── Given records

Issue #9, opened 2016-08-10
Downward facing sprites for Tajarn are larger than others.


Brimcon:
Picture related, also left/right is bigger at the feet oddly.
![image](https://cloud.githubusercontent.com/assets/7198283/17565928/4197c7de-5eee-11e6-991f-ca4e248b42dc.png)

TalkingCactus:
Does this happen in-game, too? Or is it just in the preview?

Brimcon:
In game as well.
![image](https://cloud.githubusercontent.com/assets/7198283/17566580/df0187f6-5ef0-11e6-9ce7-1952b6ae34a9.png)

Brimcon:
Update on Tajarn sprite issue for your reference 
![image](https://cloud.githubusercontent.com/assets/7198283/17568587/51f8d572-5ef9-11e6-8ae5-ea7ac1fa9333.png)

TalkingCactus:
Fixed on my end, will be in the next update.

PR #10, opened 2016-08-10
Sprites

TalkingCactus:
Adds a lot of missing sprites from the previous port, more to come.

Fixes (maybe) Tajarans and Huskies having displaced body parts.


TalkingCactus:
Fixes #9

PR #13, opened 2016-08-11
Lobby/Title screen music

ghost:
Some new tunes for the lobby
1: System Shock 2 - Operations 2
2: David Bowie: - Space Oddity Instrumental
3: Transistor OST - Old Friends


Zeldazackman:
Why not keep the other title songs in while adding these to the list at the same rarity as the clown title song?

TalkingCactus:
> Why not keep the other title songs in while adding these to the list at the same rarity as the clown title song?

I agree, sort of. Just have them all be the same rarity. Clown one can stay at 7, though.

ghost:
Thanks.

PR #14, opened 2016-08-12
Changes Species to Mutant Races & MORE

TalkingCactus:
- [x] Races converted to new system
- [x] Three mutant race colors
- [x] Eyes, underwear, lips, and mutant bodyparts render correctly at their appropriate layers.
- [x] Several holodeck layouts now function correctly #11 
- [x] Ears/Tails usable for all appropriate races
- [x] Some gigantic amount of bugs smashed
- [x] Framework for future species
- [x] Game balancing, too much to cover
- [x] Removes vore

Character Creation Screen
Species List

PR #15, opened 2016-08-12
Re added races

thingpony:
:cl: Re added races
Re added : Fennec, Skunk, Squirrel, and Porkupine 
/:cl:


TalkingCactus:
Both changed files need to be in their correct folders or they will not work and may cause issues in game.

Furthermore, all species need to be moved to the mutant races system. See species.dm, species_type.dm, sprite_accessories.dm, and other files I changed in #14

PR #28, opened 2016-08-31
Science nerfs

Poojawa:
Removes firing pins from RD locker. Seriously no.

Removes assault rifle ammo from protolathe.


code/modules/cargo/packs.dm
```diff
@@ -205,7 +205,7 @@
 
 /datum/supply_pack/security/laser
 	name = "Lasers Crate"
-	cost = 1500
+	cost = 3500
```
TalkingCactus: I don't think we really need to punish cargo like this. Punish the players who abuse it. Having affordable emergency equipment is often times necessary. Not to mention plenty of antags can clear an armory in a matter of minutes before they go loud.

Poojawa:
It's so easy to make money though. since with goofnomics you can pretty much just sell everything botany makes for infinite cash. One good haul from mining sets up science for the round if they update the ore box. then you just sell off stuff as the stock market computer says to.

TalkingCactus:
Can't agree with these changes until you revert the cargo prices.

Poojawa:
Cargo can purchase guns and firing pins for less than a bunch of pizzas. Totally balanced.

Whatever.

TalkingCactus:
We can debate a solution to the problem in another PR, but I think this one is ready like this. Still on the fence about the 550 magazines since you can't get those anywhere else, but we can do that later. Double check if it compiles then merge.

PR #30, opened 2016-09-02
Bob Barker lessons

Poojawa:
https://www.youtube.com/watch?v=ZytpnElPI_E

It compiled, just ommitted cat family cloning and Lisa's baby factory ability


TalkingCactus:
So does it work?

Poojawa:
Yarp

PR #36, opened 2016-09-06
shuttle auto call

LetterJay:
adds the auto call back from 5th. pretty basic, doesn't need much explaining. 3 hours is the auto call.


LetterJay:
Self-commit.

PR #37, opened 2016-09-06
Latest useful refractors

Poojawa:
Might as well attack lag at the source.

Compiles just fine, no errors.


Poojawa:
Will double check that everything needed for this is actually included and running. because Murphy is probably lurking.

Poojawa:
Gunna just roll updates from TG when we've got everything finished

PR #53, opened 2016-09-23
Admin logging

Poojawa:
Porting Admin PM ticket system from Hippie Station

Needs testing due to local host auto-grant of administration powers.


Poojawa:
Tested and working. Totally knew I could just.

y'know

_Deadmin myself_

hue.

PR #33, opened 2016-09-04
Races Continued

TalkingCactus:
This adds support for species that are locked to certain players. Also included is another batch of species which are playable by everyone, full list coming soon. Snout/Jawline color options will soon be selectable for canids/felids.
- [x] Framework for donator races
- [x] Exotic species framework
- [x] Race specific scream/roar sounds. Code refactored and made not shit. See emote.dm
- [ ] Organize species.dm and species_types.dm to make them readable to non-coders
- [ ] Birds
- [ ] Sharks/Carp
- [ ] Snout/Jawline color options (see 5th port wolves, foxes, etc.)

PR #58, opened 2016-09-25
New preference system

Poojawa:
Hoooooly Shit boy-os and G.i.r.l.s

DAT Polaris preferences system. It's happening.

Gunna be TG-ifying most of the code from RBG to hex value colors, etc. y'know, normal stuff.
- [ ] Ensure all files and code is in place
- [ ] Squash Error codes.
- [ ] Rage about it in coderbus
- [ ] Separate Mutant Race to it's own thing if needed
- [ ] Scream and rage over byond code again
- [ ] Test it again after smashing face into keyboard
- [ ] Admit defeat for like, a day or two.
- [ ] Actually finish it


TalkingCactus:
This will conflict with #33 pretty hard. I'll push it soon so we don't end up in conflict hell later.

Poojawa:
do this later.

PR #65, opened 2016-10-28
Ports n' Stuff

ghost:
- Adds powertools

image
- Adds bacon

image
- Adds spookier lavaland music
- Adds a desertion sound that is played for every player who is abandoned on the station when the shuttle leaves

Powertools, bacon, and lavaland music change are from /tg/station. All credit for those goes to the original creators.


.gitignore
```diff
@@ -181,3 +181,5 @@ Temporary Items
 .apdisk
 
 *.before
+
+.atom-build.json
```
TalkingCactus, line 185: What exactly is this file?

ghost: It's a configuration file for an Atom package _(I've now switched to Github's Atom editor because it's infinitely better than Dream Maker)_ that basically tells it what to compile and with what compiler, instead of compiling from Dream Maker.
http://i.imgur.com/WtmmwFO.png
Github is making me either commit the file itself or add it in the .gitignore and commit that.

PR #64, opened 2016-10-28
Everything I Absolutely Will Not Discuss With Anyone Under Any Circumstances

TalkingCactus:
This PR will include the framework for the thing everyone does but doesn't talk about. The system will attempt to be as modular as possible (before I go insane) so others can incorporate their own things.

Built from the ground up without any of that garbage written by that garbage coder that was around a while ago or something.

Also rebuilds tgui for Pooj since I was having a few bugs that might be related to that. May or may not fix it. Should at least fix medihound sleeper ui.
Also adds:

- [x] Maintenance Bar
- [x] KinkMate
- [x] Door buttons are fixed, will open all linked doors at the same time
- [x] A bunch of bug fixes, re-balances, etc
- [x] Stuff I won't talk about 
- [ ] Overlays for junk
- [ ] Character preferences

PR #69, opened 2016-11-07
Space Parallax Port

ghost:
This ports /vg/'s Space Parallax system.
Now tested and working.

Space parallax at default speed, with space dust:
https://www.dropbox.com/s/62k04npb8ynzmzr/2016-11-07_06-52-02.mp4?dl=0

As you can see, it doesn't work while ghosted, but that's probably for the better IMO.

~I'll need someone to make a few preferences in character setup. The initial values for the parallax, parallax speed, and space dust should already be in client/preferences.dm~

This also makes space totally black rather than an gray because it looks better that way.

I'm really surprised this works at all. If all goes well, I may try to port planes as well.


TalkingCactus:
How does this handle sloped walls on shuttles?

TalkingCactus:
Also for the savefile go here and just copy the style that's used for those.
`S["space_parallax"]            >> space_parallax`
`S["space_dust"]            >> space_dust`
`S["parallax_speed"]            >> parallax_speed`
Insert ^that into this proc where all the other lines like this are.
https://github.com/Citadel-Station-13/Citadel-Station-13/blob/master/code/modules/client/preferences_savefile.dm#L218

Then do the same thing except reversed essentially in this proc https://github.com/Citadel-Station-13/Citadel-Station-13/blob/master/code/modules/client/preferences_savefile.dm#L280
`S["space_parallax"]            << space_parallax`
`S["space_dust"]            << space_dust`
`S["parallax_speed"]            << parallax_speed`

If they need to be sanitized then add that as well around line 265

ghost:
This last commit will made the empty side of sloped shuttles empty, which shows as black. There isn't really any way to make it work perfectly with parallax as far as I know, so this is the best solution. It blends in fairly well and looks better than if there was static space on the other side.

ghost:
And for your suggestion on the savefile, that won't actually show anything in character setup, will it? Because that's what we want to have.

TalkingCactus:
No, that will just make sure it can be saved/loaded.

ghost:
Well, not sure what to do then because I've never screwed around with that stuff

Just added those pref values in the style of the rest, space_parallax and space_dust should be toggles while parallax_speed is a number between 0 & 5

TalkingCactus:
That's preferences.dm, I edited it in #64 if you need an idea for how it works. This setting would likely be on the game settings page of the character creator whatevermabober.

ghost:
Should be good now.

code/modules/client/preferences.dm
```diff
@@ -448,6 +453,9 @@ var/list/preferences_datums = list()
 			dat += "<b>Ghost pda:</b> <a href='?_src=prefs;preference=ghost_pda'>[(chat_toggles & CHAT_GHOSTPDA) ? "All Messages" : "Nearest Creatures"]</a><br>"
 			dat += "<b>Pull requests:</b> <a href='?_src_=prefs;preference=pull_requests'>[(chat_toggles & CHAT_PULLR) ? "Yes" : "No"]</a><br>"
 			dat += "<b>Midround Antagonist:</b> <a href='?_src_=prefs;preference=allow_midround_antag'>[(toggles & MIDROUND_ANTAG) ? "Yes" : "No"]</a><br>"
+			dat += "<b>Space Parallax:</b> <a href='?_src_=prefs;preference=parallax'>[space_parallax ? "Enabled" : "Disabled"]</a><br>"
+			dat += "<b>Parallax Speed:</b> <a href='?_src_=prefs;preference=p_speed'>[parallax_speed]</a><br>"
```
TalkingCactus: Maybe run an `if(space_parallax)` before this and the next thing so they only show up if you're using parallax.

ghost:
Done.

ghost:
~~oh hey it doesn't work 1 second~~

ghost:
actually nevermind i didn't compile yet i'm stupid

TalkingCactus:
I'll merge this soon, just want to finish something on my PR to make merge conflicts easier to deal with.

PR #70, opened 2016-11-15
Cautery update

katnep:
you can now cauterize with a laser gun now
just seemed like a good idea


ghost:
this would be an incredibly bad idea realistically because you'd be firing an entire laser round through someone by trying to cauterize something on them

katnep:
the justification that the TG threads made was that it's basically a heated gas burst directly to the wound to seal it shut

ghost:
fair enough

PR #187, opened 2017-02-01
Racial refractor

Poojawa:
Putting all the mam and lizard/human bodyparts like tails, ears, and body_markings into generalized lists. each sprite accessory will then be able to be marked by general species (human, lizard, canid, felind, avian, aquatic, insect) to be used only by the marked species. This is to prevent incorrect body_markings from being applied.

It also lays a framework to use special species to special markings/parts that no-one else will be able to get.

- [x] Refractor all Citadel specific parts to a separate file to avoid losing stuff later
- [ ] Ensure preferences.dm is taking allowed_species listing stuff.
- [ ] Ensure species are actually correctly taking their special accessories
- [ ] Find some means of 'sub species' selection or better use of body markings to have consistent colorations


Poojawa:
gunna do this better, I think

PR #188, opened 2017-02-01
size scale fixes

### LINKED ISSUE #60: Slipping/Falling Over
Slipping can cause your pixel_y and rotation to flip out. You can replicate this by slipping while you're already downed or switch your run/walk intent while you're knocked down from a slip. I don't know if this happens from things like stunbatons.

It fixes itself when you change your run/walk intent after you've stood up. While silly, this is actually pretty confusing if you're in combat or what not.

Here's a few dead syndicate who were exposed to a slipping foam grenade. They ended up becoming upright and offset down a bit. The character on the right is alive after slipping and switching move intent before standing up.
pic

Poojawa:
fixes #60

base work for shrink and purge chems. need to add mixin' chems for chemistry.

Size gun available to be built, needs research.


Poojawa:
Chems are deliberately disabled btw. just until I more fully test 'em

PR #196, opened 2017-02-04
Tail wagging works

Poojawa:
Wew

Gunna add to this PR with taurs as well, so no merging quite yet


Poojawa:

────

__Exercise prompt__: The lines above from the one with "Some new tunes for the lobby" through the one with "Both changed files" are to be duplicated exactly, ends included, with nothing added.

__Answer section__:
Some new tunes for the lobby
1: System Shock 2 - Operations 2
2: David Bowie: - Space Oddity Instrumental
3: Transistor OST - Old Friends


Zeldazackman:
Why not keep the other title songs in while adding these to the list at the same rarity as the clown title song?

TalkingCactus:
> Why not keep the other title songs in while adding these to the list at the same rarity as the clown title song?

I agree, sort of. Just have them all be the same rarity. Clown one can stay at 7, though.

ghost:
Thanks.

PR #14, opened 2016-08-12
Changes Species to Mutant Races & MORE

TalkingCactus:
- [x] Races converted to new system
- [x] Three mutant race colors
- [x] Eyes, underwear, lips, and mutant bodyparts render correctly at their appropriate layers.
- [x] Several holodeck layouts now function correctly #11 
- [x] Ears/Tails usable for all appropriate races
- [x] Some gigantic amount of bugs smashed
- [x] Framework for future species
- [x] Game balancing, too much to cover
- [x] Removes vore

Character Creation Screen
Species List

PR #15, opened 2016-08-12
Re added races

thingpony:
:cl: Re added races
Re added : Fennec, Skunk, Squirrel, and Porkupine 
/:cl:


TalkingCactus:
Both changed files need to be in their correct folders or they will not work and may cause issues in game.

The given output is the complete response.